YOUR TASK
What lines below include the word "destResourceId"? Copy each one.

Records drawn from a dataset
☆ ☆ ☆ ☆

PR #1404, opened 2025-07-08
Fix: Handle IOException in composeObjects to prevent NPE

cpriti-os:
This PR addresses a NullPointerException that occurred when the GCS connector attempts to compose objects with mismatched storage classes.

The root cause was an unhandled `IOException` (specifically `GoogleJsonResponseException`) thrown by the `composeObjects` method, which resulted in the `composedObject` variable remaining null. Subsequent access to this null object led to the NPE.

Changes in this PR:

1.  Wrapped the `composeObjects` call in `GoogleHadoopSyncableOutputStream.java` with a try-catch block to handle potential `IOException`s. The exception is logged and re-thrown to ensure failures are propagated.
2.  Added a null check for the `composedObject` after the `composeObjects` call to gracefully handle cases where the operation might return null without throwing.
3. Error propagation and cleanup: Propagate the IOException to ensure failures are communicated upstream.
Mark the stream as closed at the appropriate point. Ensure that any temporary files created for the compose operation are cleaned up, preventing resource leaks
4.  Introduced new unit tests in `GoogleHadoopSyncableOutputStreamTest.java`:
    *   `testCommitCurrentFile_throwsIOExceptionOnComposeFailure`: Ensures that `IOException` from `composeObjects` is correctly propagated.
    *   `testCommitCurrentFile_handlesNullComposedObjectGracefully`: Verifies that a null result from `composeObjects` does not lead to an NPE.

These changes ensure that compose failures are handled more gracefully, preventing the NPE and providing better error indication.

### DIFF
--- a/gcs/src/main/java/com/google/cloud/hadoop/fs/gcs/GoogleHadoopSyncableOutputStream.java
+++ b/gcs/src/main/java/com/google/cloud/hadoop/fs/gcs/GoogleHadoopSyncableOutputStream.java
@@ -360,20 +360,33 @@ public class GoogleHadoopSyncableOutputStream extends OutputStream implements Sy
                 "Destination bucket in path '%s' doesn't match temp file bucket in path '%s'",
                 finalGcsPath, curGcsPath));
       }
-      GoogleCloudStorageItemInfo composedObject =
-          ghfs.getGcsFs()
-              .getGcs()
-              .composeObjects(
-                  ImmutableList.of(destResourceId, tempResourceId),
-                  destResourceId,
-                  GoogleCloudStorageFileSystem.objectOptionsFromFileOptions(fileOptions));
-      curDestGenerationId = composedObject.getContentGeneration();
-      deletionFutures.add(
-          cleanupThreadpool.submit(
-              () -> {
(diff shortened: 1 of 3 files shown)


gcs/src/main/java/com/google/cloud/hadoop/fs/gcs/GoogleHadoopSyncableOutputStream.java
```diff
@@ -360,20 +391,34 @@ private void commitCurrentFile() throws IOException {
...
+                .getGcs()
+                .composeObjects(
+                    ImmutableList.of(destResourceId, tempResourceId),
+                    destResourceId,
+                    GoogleCloudStorageFileSystem.objectOptionsFromFileOptions(fileOptions));
+
+        if (composedObject != null) {
+          curDestGenerationId = composedObject.getContentGeneration();
+        } else {
+          logger.atWarning().log("Composed object is null for destination: %s", finalGcsPath);
```
animesh-g: Should we throw exception here? Without composedObject, we shouldn't try to commit.

cpriti-os: Agreed, threw an exception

☆ ☆ ☆ ☆

ANSWER BOX
-                  ImmutableList.of(destResourceId, tempResourceId),
-                  destResourceId,
+                    ImmutableList.of(destResourceId, tempResourceId),
+                    destResourceId,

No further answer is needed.